# Exercise description
In the material below, find every line containing the string "would" and return it.
━━━ Available data
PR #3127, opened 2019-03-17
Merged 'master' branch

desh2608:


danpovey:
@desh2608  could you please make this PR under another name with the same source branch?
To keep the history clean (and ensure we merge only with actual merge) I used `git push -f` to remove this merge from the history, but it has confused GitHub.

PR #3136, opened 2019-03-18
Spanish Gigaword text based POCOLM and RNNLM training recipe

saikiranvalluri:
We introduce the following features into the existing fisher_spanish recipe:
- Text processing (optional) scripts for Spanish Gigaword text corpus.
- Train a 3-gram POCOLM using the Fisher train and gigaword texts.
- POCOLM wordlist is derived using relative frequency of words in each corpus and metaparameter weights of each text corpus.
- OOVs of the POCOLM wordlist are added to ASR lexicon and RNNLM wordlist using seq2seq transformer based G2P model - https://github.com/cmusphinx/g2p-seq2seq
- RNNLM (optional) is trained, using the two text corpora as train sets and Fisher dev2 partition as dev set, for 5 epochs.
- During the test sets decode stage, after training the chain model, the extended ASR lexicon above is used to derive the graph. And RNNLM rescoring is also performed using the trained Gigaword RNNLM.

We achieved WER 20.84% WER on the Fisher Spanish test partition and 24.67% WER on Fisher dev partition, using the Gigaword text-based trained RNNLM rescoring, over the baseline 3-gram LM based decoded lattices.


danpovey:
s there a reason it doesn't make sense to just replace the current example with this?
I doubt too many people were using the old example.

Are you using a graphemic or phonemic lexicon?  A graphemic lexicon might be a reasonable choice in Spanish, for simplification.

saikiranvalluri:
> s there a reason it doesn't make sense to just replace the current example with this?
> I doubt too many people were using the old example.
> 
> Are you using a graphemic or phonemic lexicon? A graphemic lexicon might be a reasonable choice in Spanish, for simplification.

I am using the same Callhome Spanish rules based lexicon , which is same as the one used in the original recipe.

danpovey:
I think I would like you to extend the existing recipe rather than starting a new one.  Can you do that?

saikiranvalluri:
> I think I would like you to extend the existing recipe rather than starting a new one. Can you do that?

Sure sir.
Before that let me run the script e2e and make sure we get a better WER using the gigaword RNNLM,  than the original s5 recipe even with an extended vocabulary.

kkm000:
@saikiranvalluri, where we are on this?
━━━━━━
# Answer to the exercise
I think I would like you to extend the existing recipe rather than starting a new one.  Can you do that?
> I think I would like you to extend the existing recipe rather than starting a new one. Can you do that?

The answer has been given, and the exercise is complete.